## [WORK REQUEST]
Would you please copy each line of the data in which the string "true" occurs?

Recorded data
____________________

PR #5008, opened 2017-05-04
Add property to control manual workspace dir creation in OpenShift

amisevsk:
### What does this PR do?
Adds property `che.openshift.precreate.workspace.dirs`. If true, Che will run a separate pod to create a subdirectory in the workspaces PV before launching the pod. If false, this step is skipped.

Creating the directory is necessary in some versions as Kubernetes creates the volumemount subpath with root permissions, preventing modification by workspaces. This has been fixed fairly [recently](https://github.com/kubernetes/kubernetes/pull/43775) and should be disabled if OpenShift supports it, as mounting/unmounting PVs can cause issues. 

I've left the property as true by default, as this is the safer option, and minishift does not seem to support a version of OpenShift with this fix at the moment. Once the fix is standard, this property could probably be removed.

### DIFF
--- a/assembly/assembly-wsmaster-war/src/main/webapp/WEB-INF/classes/codenvy/che.properties
+++ b/assembly/assembly-wsmaster-war/src/main/webapp/WEB-INF/classes/codenvy/che.properties
@@ -306,6 +306,14 @@ che.openshift.secure.routes=false
 che.openshift.jobs.image=centos:centos7
 che.openshift.jobs.memorylimit=250Mi
 
+# Run job to create workspace subpath directories in persistent volume before launching workspace.
+# Necessary in some versions of OpenShift/Kubernetes as workspace subpath volumemounts are created
+# with root permissions, and thus cannot be modified by workspaces running as user (presents as error
+# importing projects into workspace in Che). Default is "true", but should be set to false if version
+# of Openshift/Kubernetes creates subdirectories with user permissions.
+# Relevant issue: https://github.com/kubernetes/kubernetes/issues/41638
+che.openshift.precreate.workspace.dirs=true
+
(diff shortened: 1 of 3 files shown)


assembly/assembly-wsmaster-war/src/main/webapp/WEB-INF/classes/codenvy/che.properties
```diff
@@ -306,6 +306,13 @@ che.openshift.secure.routes=false
 che.openshift.jobs.image=centos:centos7
 che.openshift.jobs.memorylimit=250Mi
 
+# Run job to create workspace subpath directories in persistent volume before launching workspace.
+# Necessary in some versions of OpenShift/Kubernetes as workspace subpath volumemounts are created
+# with root permissions, and thus cannot be modified by workspaces running as user (presents as error
```
l0rd, line 311: You may want add a link to the issue https://github.com/kubernetes/kubernetes/issues/41638

l0rd (approved):
I've added a comment if you have time to address that but otherwise LGTM. 

You should also open a couple of PRs to add a configmap in https://github.com/redhat-developer/rh-che `create_all.sh` and in https://github.com/fabric8io/fabric8-online `cm.yml`

assembly/assembly-wsmaster-war/src/main/webapp/WEB-INF/classes/codenvy/che.properties
amisevsk: Done. Thanks.

amisevsk:
Opened PRs https://github.com/redhat-developer/rh-che/pull/62 and https://github.com/fabric8io/fabric8-online/pull/219 to include this parameter in templates.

____________________

## [RESPONSE BELOW]
Adds property `che.openshift.precreate.workspace.dirs`. If true, Che will run a separate pod to create a subdirectory in the workspaces PV before launching the pod. If false, this step is skipped.
I've left the property as true by default, as this is the safer option, and minishift does not seem to support a version of OpenShift with this fix at the moment. Once the fix is standard, this property could probably be removed.
+# importing projects into workspace in Che). Default is "true", but should be set to false if version
+che.openshift.precreate.workspace.dirs=true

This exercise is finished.